Input data
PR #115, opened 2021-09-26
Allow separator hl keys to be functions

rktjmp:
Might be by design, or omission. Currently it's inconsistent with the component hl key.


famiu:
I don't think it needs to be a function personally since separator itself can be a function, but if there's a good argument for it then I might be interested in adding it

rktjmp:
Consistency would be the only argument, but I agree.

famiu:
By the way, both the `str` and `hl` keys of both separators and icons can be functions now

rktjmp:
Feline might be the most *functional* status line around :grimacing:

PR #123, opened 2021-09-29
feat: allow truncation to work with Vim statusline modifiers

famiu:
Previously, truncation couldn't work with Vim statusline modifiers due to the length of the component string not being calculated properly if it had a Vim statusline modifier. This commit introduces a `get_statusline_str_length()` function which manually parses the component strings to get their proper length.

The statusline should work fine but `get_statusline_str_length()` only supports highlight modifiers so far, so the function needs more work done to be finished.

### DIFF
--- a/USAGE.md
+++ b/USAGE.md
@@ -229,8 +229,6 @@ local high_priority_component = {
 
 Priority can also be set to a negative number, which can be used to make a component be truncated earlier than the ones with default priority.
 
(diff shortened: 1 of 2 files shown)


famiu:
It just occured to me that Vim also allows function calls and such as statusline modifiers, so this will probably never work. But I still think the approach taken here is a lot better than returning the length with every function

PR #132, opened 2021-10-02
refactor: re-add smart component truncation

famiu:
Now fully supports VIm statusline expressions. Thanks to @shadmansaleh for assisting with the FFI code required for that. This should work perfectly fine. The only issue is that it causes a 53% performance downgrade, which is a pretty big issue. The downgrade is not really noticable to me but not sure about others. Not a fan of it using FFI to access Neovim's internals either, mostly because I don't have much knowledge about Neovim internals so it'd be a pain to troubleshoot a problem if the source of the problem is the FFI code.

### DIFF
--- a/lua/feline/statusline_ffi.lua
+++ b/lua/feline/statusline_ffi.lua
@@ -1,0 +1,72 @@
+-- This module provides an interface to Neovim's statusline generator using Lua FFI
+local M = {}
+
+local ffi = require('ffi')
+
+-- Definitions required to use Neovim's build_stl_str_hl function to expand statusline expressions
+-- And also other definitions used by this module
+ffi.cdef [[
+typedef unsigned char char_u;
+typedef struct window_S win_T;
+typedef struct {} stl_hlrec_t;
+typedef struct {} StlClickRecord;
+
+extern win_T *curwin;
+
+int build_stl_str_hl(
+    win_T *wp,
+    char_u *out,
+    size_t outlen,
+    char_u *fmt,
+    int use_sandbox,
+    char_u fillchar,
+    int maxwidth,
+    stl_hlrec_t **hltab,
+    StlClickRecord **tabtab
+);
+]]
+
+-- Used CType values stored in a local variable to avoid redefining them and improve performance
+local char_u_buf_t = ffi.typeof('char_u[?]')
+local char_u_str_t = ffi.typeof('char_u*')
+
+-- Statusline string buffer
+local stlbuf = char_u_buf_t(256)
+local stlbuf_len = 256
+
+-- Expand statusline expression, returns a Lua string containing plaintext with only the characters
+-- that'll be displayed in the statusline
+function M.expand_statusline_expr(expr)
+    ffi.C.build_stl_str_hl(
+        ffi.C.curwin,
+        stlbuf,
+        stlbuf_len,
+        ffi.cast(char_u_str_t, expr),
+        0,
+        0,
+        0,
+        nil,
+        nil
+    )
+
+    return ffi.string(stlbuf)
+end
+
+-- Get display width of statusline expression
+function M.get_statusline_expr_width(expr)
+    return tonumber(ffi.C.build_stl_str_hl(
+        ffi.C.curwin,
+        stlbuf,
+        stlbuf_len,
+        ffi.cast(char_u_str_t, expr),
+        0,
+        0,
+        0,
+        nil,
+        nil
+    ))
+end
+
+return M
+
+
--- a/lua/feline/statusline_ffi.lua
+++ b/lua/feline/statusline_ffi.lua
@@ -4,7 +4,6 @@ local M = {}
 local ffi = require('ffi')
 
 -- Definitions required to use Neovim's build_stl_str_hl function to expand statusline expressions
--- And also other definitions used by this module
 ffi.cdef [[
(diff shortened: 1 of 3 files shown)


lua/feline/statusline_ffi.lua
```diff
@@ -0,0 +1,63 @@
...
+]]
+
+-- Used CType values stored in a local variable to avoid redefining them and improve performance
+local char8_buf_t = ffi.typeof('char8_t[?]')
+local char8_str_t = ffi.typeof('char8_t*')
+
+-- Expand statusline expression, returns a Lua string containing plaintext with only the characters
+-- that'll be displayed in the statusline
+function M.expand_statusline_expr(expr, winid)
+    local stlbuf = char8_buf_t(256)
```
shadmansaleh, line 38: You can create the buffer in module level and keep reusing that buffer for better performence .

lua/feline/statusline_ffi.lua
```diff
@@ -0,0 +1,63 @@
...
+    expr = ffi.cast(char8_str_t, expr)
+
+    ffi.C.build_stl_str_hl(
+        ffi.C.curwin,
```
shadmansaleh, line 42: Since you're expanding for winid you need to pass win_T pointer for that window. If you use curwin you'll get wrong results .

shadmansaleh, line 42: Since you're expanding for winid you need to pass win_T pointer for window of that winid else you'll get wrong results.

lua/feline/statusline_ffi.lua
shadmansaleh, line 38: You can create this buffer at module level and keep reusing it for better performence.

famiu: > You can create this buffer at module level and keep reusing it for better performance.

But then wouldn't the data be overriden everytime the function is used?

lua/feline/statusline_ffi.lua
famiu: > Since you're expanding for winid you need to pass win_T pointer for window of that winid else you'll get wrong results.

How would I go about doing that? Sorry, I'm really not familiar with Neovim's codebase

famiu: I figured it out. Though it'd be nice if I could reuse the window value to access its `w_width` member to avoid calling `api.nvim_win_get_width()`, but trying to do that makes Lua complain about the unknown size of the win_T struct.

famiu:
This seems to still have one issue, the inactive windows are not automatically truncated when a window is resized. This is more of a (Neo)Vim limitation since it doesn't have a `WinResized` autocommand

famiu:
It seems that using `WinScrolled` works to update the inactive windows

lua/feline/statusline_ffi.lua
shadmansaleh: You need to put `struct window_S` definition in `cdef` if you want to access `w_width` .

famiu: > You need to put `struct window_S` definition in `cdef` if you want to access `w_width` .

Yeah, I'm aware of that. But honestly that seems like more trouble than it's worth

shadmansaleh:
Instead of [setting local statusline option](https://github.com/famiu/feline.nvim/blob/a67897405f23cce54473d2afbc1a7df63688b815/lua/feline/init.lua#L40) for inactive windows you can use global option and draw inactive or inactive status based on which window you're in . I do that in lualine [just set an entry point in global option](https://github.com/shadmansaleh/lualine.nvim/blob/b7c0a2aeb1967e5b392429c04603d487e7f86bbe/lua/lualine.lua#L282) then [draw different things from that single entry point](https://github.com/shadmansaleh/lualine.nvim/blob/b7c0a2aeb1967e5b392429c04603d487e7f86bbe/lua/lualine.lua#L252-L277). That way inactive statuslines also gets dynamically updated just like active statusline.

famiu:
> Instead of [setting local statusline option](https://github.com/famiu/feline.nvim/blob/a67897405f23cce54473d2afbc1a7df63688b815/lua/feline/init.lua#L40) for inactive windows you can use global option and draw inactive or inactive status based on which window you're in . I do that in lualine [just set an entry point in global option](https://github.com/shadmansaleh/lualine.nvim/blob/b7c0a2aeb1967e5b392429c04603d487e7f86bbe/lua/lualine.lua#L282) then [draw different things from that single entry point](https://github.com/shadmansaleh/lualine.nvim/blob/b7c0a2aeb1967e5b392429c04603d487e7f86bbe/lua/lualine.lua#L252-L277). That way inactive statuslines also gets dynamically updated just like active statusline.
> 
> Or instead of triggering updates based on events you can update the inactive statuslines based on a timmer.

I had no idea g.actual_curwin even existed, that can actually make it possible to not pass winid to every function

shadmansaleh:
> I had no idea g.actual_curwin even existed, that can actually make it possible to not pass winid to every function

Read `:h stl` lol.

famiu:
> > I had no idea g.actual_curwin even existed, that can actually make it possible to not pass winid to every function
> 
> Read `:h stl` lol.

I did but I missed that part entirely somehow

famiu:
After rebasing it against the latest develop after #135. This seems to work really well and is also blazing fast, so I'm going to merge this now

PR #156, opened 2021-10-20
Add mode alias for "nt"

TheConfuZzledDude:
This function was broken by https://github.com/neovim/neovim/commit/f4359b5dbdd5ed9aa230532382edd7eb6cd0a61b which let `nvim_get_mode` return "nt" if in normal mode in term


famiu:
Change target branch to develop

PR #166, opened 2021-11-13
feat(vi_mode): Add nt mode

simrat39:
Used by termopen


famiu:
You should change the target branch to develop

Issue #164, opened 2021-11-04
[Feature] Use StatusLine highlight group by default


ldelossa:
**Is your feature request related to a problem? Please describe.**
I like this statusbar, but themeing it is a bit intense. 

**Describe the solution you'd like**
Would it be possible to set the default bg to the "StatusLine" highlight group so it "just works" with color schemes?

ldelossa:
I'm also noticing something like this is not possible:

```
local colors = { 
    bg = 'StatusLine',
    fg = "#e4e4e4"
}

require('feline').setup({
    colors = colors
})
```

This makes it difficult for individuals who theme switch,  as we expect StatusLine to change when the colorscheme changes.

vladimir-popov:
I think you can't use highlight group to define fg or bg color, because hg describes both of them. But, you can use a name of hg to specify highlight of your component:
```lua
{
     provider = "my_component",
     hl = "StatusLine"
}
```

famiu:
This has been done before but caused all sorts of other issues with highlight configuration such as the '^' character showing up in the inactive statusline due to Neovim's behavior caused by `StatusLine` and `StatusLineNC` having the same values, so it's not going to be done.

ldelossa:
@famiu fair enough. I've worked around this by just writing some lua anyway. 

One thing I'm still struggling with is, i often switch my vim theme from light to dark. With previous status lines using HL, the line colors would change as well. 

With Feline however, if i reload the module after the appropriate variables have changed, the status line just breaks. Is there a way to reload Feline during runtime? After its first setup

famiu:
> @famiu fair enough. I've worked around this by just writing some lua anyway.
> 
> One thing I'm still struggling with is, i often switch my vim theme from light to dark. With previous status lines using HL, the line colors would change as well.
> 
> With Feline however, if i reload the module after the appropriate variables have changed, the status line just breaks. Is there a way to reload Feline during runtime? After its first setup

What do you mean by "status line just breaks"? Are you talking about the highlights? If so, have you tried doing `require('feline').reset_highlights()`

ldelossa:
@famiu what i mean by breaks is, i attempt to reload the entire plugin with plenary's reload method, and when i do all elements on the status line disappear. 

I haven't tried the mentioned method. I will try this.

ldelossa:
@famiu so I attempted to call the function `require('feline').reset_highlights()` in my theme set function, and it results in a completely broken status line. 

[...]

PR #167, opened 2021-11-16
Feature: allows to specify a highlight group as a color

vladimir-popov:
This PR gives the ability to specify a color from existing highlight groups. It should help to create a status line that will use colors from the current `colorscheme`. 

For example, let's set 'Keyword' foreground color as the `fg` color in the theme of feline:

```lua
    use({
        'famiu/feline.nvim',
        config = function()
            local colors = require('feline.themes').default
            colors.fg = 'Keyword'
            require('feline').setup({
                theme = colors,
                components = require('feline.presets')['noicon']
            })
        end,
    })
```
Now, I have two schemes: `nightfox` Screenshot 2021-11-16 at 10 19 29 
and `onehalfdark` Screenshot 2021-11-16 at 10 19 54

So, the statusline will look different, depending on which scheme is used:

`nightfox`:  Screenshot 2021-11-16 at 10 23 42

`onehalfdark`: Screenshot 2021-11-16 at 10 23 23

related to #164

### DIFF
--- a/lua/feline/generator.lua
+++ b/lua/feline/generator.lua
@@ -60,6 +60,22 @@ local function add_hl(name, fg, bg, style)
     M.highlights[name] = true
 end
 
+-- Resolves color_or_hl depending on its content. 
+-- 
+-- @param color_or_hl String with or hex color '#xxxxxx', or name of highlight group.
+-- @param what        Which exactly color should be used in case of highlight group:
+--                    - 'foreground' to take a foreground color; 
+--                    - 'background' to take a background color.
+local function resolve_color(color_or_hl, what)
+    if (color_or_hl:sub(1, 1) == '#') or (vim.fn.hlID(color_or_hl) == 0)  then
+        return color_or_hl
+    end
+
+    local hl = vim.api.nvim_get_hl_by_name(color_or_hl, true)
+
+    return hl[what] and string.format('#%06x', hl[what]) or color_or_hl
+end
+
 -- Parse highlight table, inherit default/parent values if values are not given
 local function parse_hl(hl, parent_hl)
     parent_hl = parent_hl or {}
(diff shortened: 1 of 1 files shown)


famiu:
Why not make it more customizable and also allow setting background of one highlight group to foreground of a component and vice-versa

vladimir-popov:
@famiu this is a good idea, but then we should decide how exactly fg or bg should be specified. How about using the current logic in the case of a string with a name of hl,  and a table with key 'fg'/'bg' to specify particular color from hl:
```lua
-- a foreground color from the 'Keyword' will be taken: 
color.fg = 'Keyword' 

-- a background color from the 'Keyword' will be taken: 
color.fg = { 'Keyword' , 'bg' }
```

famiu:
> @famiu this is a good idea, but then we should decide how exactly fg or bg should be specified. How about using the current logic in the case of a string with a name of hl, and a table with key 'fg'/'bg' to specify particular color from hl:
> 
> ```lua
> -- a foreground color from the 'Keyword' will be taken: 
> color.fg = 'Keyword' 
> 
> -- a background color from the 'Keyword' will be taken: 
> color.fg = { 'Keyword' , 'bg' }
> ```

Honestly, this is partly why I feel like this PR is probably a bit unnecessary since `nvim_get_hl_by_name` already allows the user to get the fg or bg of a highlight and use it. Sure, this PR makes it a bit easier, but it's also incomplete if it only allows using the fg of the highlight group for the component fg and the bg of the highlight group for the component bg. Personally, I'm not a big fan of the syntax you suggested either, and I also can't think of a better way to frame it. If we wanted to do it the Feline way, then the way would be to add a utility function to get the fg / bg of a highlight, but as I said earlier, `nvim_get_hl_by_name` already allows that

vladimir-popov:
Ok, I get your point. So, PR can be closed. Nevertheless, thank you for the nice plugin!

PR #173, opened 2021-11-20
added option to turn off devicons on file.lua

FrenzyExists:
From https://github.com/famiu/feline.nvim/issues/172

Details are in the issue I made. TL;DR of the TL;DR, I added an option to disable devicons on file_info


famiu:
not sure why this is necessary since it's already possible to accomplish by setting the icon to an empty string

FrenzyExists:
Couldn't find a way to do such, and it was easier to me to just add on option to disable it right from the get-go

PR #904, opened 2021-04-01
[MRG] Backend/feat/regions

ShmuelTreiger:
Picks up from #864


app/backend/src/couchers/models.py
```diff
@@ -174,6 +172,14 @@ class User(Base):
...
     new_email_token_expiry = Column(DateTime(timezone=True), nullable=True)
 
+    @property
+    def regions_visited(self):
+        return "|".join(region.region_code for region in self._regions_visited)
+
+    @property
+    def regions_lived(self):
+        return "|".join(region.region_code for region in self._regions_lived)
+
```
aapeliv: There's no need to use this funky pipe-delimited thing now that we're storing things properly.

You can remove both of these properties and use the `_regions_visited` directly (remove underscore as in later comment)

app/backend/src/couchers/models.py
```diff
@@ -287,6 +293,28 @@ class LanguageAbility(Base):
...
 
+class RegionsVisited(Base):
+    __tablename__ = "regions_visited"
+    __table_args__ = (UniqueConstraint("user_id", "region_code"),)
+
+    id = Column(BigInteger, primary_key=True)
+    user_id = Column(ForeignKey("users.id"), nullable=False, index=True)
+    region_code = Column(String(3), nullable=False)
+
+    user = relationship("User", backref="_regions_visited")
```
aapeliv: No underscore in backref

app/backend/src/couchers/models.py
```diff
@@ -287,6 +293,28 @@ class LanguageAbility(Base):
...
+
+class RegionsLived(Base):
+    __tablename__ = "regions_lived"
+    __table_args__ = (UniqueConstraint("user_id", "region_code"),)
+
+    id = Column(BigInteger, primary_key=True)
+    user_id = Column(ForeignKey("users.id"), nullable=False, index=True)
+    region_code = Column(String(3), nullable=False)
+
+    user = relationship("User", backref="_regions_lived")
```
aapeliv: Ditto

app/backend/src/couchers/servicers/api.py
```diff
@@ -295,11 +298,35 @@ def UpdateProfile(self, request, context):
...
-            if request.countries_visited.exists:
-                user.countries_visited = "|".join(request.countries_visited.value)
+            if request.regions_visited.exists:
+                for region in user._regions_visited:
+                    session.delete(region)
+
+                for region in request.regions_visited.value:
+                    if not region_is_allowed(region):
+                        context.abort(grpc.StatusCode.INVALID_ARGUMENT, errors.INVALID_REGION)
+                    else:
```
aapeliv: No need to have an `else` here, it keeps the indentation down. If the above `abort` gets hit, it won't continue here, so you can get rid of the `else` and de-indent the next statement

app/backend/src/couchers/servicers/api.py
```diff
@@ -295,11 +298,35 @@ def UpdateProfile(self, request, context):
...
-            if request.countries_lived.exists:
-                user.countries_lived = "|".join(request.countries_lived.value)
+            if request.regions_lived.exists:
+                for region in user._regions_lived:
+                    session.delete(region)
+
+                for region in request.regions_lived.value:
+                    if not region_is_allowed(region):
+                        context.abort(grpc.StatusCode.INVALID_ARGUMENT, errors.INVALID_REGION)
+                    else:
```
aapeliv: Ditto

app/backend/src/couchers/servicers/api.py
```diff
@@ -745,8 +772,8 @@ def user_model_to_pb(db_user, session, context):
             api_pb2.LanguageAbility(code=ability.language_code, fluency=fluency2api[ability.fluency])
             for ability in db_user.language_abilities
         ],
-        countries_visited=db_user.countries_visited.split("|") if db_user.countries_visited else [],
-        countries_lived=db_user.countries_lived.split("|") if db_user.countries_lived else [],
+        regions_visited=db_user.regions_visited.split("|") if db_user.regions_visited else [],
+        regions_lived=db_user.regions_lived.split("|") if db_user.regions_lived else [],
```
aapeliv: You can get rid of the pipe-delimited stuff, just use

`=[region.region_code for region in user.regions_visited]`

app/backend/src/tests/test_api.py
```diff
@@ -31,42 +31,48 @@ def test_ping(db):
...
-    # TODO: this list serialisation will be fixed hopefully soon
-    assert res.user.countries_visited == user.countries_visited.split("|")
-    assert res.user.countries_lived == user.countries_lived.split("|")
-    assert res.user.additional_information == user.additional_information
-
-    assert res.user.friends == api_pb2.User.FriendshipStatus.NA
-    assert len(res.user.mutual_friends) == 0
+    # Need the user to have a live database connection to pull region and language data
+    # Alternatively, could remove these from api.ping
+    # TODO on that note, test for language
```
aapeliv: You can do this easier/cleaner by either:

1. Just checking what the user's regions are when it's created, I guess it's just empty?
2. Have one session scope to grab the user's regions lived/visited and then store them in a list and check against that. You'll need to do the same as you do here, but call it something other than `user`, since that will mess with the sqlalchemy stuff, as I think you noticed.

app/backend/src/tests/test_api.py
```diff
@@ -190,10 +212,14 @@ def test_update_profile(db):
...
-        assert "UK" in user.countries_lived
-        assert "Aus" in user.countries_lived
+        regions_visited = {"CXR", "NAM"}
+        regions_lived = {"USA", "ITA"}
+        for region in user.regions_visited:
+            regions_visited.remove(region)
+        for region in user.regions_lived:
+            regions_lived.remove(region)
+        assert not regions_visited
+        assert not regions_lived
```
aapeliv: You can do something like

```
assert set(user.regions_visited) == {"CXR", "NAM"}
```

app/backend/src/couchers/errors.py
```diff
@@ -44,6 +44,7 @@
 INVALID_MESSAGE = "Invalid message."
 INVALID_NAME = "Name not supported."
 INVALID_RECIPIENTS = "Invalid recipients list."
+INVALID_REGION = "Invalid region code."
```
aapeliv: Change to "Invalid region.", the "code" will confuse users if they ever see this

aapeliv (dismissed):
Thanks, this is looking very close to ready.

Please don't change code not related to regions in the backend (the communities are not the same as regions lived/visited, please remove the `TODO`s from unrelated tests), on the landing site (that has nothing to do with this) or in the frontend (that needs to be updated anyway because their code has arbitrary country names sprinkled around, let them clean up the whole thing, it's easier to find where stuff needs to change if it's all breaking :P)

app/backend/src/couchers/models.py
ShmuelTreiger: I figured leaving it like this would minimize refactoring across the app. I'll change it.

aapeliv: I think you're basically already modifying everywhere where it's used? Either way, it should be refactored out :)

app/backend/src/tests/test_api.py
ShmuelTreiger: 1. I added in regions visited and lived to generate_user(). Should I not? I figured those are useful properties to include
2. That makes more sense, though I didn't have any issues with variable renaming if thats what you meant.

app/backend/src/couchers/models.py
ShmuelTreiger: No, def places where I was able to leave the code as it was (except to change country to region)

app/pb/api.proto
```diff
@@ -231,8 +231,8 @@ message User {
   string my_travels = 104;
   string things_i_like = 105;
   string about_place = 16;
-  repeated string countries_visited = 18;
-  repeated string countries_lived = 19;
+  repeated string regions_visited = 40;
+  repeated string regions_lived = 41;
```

Your goal
Could you say how many lines in the data above contain "where"? Reply with the number alone.

Problem solution
3